***** RECORDS FOR PROCESSING
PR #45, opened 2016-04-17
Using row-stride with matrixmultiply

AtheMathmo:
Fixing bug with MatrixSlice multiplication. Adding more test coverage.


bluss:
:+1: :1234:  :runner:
**********
***** RECORDS FOR PROCESSING
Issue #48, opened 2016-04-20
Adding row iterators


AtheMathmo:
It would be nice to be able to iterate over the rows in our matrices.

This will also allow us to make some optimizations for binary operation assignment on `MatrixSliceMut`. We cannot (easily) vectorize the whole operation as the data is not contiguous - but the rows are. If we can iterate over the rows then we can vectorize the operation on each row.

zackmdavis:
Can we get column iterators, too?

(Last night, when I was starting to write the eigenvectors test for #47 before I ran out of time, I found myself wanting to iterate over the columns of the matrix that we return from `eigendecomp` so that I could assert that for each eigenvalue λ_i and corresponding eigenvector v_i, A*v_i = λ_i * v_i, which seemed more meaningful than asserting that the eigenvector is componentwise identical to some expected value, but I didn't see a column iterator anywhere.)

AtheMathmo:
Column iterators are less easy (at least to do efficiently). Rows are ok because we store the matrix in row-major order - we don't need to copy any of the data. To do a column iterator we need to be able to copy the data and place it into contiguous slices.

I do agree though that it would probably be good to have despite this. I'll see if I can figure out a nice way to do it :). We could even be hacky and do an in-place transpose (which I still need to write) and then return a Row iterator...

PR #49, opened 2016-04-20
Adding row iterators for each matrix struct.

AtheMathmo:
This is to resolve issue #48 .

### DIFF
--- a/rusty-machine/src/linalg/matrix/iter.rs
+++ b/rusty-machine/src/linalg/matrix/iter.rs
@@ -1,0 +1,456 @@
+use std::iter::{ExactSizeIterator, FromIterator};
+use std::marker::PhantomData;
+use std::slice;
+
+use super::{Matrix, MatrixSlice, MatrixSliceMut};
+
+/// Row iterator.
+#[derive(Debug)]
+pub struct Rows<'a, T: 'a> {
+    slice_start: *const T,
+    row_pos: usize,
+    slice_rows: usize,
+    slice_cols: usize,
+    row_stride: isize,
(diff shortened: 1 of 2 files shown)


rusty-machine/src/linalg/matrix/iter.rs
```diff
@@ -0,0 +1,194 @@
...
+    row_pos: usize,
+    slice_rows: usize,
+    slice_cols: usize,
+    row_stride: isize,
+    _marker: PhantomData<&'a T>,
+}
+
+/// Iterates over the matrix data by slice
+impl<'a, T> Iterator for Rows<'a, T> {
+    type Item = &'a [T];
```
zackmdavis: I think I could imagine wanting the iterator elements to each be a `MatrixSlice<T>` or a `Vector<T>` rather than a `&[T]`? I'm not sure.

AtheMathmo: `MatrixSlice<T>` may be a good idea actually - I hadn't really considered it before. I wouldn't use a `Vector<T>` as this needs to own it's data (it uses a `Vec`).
**********
## WHAT THIS TASK INVOLVES
Answer with one number: how many lines of the entries above include the word "able".

## ANSWER TO THIS TASK
2